»»

PR #819, opened 2017-03-20
Zero copy deserialization

### LINKED ISSUE #492: What's serde zero-copy story so far?
Hi all, first of all huge kudos to all contributors! Serde is already a tried and proven framework for de/serializing! 

I was wondering what's the current state or plans to support zero-copy deserialization, aka deserializing into &str and &[u8].

dtolnay:
This would need a *lot* more work but fixes #492. What do you think @oli-obk, is all of this worth it?

The idea would be to support:

```rust
#[derive(Serialize, DeserializeBorrow)]
struct S<'a> {
    u: u8,
    s: &'a str,
}
```

### DIFF
--- a/serde/src/de/borrow/impls.rs
+++ b/serde/src/de/borrow/impls.rs
@@ -1,0 +1,77 @@
+#[cfg(feature = "std")]
+use std::borrow::Cow;
+#[cfg(all(feature = "collections", not(feature = "std")))]
+use collections::borrow::Cow;
+
+#[cfg(feature = "collections")]
+use collections::borrow::ToOwned;
+
+use core::fmt;
+use core::marker::PhantomData;
+
+use de::{Visitor, Error};
+use de::borrow::{DeserializeBorrow, DeserializerBorrow, VisitorBorrow};
+
+impl<'a> DeserializeBorrow<'a> for &'a str {
+    fn deserialize_borrow<D>(deserializer: D) -> Result<Self, D::Error>
+        where D: DeserializerBorrow<'a>
+    {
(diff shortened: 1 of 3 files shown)


dtolnay:
One negative aspect of this approach is that tuples can't work because of conflicting impls:

```rust
impl<'a, A, B> DeserializeBorrow<'a> for (A, B)
    where A: DeserializeBorrow<'a>,
          B: Deserialize;

impl<'b, A, B> DeserializeBorrow<'b> for (A, B)
    where A: Deserialize,
          B: DeserializeBorrow<'b>;

impl<'d, 'a: 'd, 'b: 'd, A, B> DeserializeBorrow<'d> for (A, B)
    where A: DeserializeBorrow<'a>,
          B: DeserializeBorrow<'b>;
```

One way around it would be to provide:

```rust
impl<'a, T> DeserializeBorrow<'a> for T
    where T: Deserialize
```

But that requires giving up this impl:

```rust
impl<'a, T> DeserializeBorrow<'a> for Cow<'a, T>
    where T: ToOwned,
          &'a T: DeserializeBorrow<'a> 
```

which would be bad because Cow\<str> is required for dealing with possibly-escaped strings in JSON for example, where you want `"s"` to deserialize as borrowed but `"\u0073"` to deserialize as owned.

oli-obk:
What about adding either a DeserializeBorrow bound to Deserializer or making it a marker trait and adding the method to Deserializer conditionally depending on whether there's an impl?

dtolnay:
Closing in favor of https://github.com/serde-rs/serde/issues/492#issuecomment-288873748.

PR #820, opened 2017-03-21
Re-export derives from serde

### LINKED ISSUE #797: Consider re-exporting derives from serde

dtolnay:
Fixes #797. @oli-obk I am still not settled on whether this should be on or off by default but I am leaning toward off.

### DIFF
--- a/serde/src/lib.rs
+++ b/serde/src/lib.rs
@@ -106,3 +106,50 @@ mod utils;
 // Generated code uses these to support no_std. Not public API.
 #[doc(hidden)]
 pub mod export;
+
+// Re-export #[derive(Serialize, Deserialize)].
+//
+// This is a workaround for https://github.com/rust-lang/cargo/issues/1286.
+// Without this re-export, crates that put Serde derives behind a cfg_attr would
+// need to use some silly feature name that depends on both serde and
+// serde_derive.
+//
+//     [features]
+//     serde-impls = ["serde", "serde_derive"]
+//
+//     [dependencies]
+//     serde = { version = "1.0", optional = true }
+//     serde_derive = { version = "1.0", optional = true }
+//
+//     # Used like this:
+//     # #[cfg(feature = "serde-impls")]
+//     # #[macro_use]
+//     # extern crate serde_derive;
+//     #
+//     # #[cfg_attr(feature = "serde-impls", derive(Serialize, Deserialize))]
+//     # struct S { /* ... */ }
+//
+// The re-exported derives allow crates to use "serde" as the name of their
+// Serde feature which is more intuitive.
+//
+//     [dependencies]
+//     serde = { version = "1.0", optional = true, features = ["derive"] }
+//
+//     # Used like this:
+//     # #[cfg(feature = "serde")]
+//     # #[macro_use]
+//     # extern crate serde;
+//     #
+//     # #[cfg_attr(feature = "serde", derive(Serialize, Deserialize))]
+//     # struct S { /* ... */ }
+//
+// The reason re-exporting is not enabled by default is that disabling it would
+// be annoying for crates that provide handwritten impls or data formats. They
+// would need to disable default features and then explicitly re-enable std.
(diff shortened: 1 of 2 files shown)


serde/src/lib.rs
```diff
@@ -106,3 +106,50 @@ mod utils;
...
+//     # Used like this:
+//     # #[cfg(feature = "serde")]
+//     # #[macro_use]
+//     # extern crate serde;
+//     #
+//     # #[cfg_attr(feature = "serde", derive(Serialize, Deserialize))]
+//     # struct S { /* ... */ }
+//
+// The reason re-exporting is not enabled by default is that disabling it would
+// be annoying for crates that provide handwritten impls or data formats. They
```
oli-obk: that provide **only** handwritten impls

I'd say these are really rare. I think the usability of serde increases a lot if the `serde` crate reexports the derive macros by default.

serde/src/lib.rs
```diff
@@ -106,3 +106,50 @@ mod utils;
...
+//
+// The re-exported derives allow crates to use "serde" as the name of their
+// Serde feature which is more intuitive.
+//
+//     [dependencies]
+//     serde = { version = "1.0", optional = true, features = ["derive"] }
+//
+//     # Used like this:
+//     # #[cfg(feature = "serde")]
+//     # #[macro_use]
```
oli-obk: I didn't know that worked (reexporting derives). That's awesome!

dtolnay:
On crates.io, of the 438 crates that depend on serde >=0.9, 17% of them do not depend on serde_derive.

> anterofit, app_units, arccstr, blob, bodyparser, bson, chrono, cleverbot_io, core-graphics, cryogen_prelude, cssparser, elastic, elastic_types_derive_internals, envy, euclid, eval, gelf, generic-array, geojson, gluon_language-server, hopper, hyper_serde, ipc-channel, iron-json-response, jfs, json-color, json_io, jsonrpc-lite, jsonrpc-macros, juniper, kubewatch, linked-hash-map, mage, mdbook, meval, microsalt, mysql, ndarray, objectid, ocean, offscreen_gl_context, plist, preferences, record-query, reqwest, rmp-serde, rmpv, rocket_contrib, ruma-identifiers, ruma-signatures, rust_decimal, serde-bench, serde-encrypted-value, serde_ignored, serde_json, serde-pickle, serde-protobuf, serde_test, serde-transcode, serde_urlencoded, serde_utils, serde-value, serde-xml-rs, serde_yaml, sharp_pencil, sidekiq, sidekiq-rs, spaceralk, string_cache, tera, toml, treeflection, treeflection_derive, uhttp_json_api, url_serde, uuid

Some broad categories are:

- Data formats (bson, serde_json, serde_yaml, toml)
- Only handwritten impls (chrono, linked-hash-map, uuid)
- Adapters (serde-encrypted-value, serde_ignored)
- General serde helpers (serde_utils, serde-value)
- Serde interop for specific libraries (bodyparser, hyper_serde, rocket_contrib, url_serde)
- Serde traits in the public API (hopper, jsonrpc-macros, kubewatch, mage, preferences)
- Standard library data structures only (cleverbot_io, geojson)

And lots more miscellaneous situations. I think this shows that depending on serde but not serde_derive is a fairly common and diverse use case.

For comparison, pretty much the same fraction of crates (19%) depend on serde >=0.9 but not serde_json so I don't think the number by itself justifies enabling the re-export by default. All three of serde and serde_derive and serde_json provide well-factored and distinguishable functionality so it is fair to expect users to depend on what they need.

I think this change is a last resort for the use case explained in the comment - preserving sanity around a serde cargo cfg. I do not intend to push this as the recommended way to import derives.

««

_Goal of the exercise_
What is needed is every line from the data above that includes the string "chrono", copied out.

_Reply_
> anterofit, app_units, arccstr, blob, bodyparser, bson, chrono, cleverbot_io, core-graphics, cryogen_prelude, cssparser, elastic, elastic_types_derive_internals, envy, euclid, eval, gelf, generic-array, geojson, gluon_language-server, hopper, hyper_serde, ipc-channel, iron-json-response, jfs, json-color, json_io, jsonrpc-lite, jsonrpc-macros, juniper, kubewatch, linked-hash-map, mage, mdbook, meval, microsalt, mysql, ndarray, objectid, ocean, offscreen_gl_context, plist, preferences, record-query, reqwest, rmp-serde, rmpv, rocket_contrib, ruma-identifiers, ruma-signatures, rust_decimal, serde-bench, serde-encrypted-value, serde_ignored, serde_json, serde-pickle, serde-protobuf, serde_test, serde-transcode, serde_urlencoded, serde_utils, serde-value, serde-xml-rs, serde_yaml, sharp_pencil, sidekiq, sidekiq-rs, spaceralk, string_cache, tera, toml, treeflection, treeflection_derive, uhttp_json_api, url_serde, uuid
- Only handwritten impls (chrono, linked-hash-map, uuid)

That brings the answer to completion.